This section provides guidance regarding CPU considerations in VMware VMware Cloud on AWS hosts.
CPU virtualization adds varying amounts of overhead depending on the percentage of the virtual machine’s workload that can be run on the physical processor as is and the cost of virtualizing the remainder of the workload:
For many workloads, CPU virtualization adds only a very small amount of overhead, resulting in performance essentially comparable to native.
Many workloads to which CPU virtualization does add overhead are not CPU-bound—that is, most of their time is spent waiting for external events such as user interaction, device input, or data retrieval, rather than running instructions. Because in this case otherwise-unused CPU cycles are available to absorb the virtualization overhead, these workloads will typically have throughput similar to native, but potentially with a slight increase in latency.
For a small percentage of workloads, for which CPU virtualization adds overhead and which are CPU-bound, there might be a noticeable degradation in both throughput and latency.
The rest of this section lists practices and configurations recommended by VMware for optimal CPU performance.
In most environments VMware Cloud on AWS allows significant levels of CPU overcommitment (that is, running more vCPUs on a host than the total number of physical processor cores in that host) without impacting virtual machine performance.
If a host becomes CPU saturated (that is, the virtual machines and other loads on the host demand all the CPU resources the host has), latency-sensitive workloads might not perform well. In this case Distributed Resource Scheduler (DRS) will attempt to migrate one or more virtual machines to another host if there's one available with sufficient resources. You might also want to reduce the CPU load (by powering off some virtual machines, for example).
It is a good idea to periodically monitor the CPU usage of the host. This can be done through the vSphere Client, using the VMware vRealize®Operations™ management suite, or by using resxtop. Below we describe how to interpret resxtop data:
If the load average on the first line of the resxtop CPU panel is equal to or greater than 1, this indicates that the system is overloaded.
The usage percentage for the physical CPUs on the PCPU line can be another indication of a possibly overloaded condition. In general, 80% usage is a reasonable ceiling and 90% should be a warning that the CPUs are approaching an overloaded condition. However organizations will have varying standards regarding the desired load percentage.
Although esxtop can’t be used in VMware Cloud on AWS, resxtop can. See the blog post ESXTOP and VMware Cloud on AWS for guidance. For information about using resxtop see Performance Monitoring Utilities: resxtop and esxtop in vSphere Monitoring and Performance.
Configuring a virtual machine with more virtual CPUs (vCPUs) than its workload can use might cause slightly increased resource usage, potentially impacting performance on very heavily loaded systems. Common examples of this include a single-threaded workload running in a multiple-vCPU virtual machine or a multi-threaded workload in a virtual machine with more vCPUs than the workload can effectively use.
Even if the guest operating system doesn’t use some of its vCPUs, configuring virtual machines with those vCPUs still imposes some small resource requirements that translate to real CPU consumption on the host. For example:
Maintaining a consistent memory view among multiple vCPUs can consume additional resources, both in the guest operating system and in the host.
Most guest operating systems run an idle loop during periods of inactivity. Within this loop, most of these guest operating systems halt by running the HLT or MWAIT instructions. Some very old guest operating systems, however, use busy-waiting within their idle loops. This results in the consumption of resources that might otherwise be available for other uses (other virtual machines, the VMkernel, and so on).
VMware Cloud on AWS automatically detects these loops and de-schedules the idle vCPU. Though this reduces the CPU overhead, it can also reduce the performance of some I/O-heavy workloads. For additional information see VMware KB articles 1077 and 2231.

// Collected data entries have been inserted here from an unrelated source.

PR #64, opened 2021-12-22
Feature/incremental recovery

Kevingislason:
-Refresh wallet balances incrementally to improve speed / resource use (See https://github.com/Manta-Network/manta-js/pull/20)
-Check that the user has the minimum required version of `manta-signer`
-Small change to `UpdateRequiredSoftwareModal`, so that it closes on its own when desirable
-Make notifications go away after 15 seconds

todo: update `manta-signer` npm package to latest version after publishing it (this is why lint is failing)


src/types/Version.js
```diff
@@ -0,0 +1,30 @@
...
+      this.patchVersion >= other.patchVersion
+    ) {
+      return true;
+    }
+    return false;
+  }
+
+  toString() {
+    return `v${this.majorVersion}.${this.minorVersion}.${this.patchVersion}`;
+  }
```
Kevingislason, line 29: @dansofter I removed the validity check you had here, I think we can assume that the version in the config will always be well formed. Let me know if I am missing something.

dansofter:
Looking good.
Once we fix the signer-interface package in package.json, we can merge this PR.

@Kevingislason

PR #68, opened 2022-01-12
feature copy receive address to clipboard

dansofter:


Kevingislason (changes requested):
Great stuff. Two small suggestions:

1. It would be nice to add some kind of visual cue that the address is copy-pasteable. I think the easiest way to do this is to style the address text like a hyperlink, so underlined + an accept color (I guess probably the teal color we use for the sidebar icons when selected)

2. I think the timeout is a little long, I think two seconds would be okay.

Kevingislason (commented):
New styles look good. You can remove ` hover:` imo, we want this copy-paste feature to be as obvious as possible.

Also, sorry, should have mentioned earlier, but can I suggest some spacing tweaks?

1. Probably want to horizontally center the "Address copied to clipboard" text (instead of using margin). If you shrink your browser window, it messes with the spacing of elements and the text goes off center.

2. When I click on the address link text, the bottom of the "Transact" component and the wallet icon move up, since there are fewer rows of text. The UX will look a little more polished if we can prevent this behavior.

Kevingislason (approved):
Looks great! Would you mind bumping the "Address Copied to Clipboard" text slightly to the left and making the text lowercase ("Address copied to clipboard")? After that, LGTM as far as I am concerned.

The guest operating system’s scheduler might migrate a single-threaded workload amongst multiple vCPUs, thereby losing cache locality.
Some workloads can easily be split across multiple virtual machines. In some cases, for the same number of vCPUs, using more smaller virtual machines (sometimes called “scaling out”) will provide better performance than fewer larger virtual machines (sometimes called “scaling up”). In other cases the opposite is true, and fewer larger virtual machines will perform better. The variations can be due to a number of factors, including NUMA node sizes, CPU cache locality, and workload implementation details. The best choice can be determined through experimentation using your specific workload in your environment.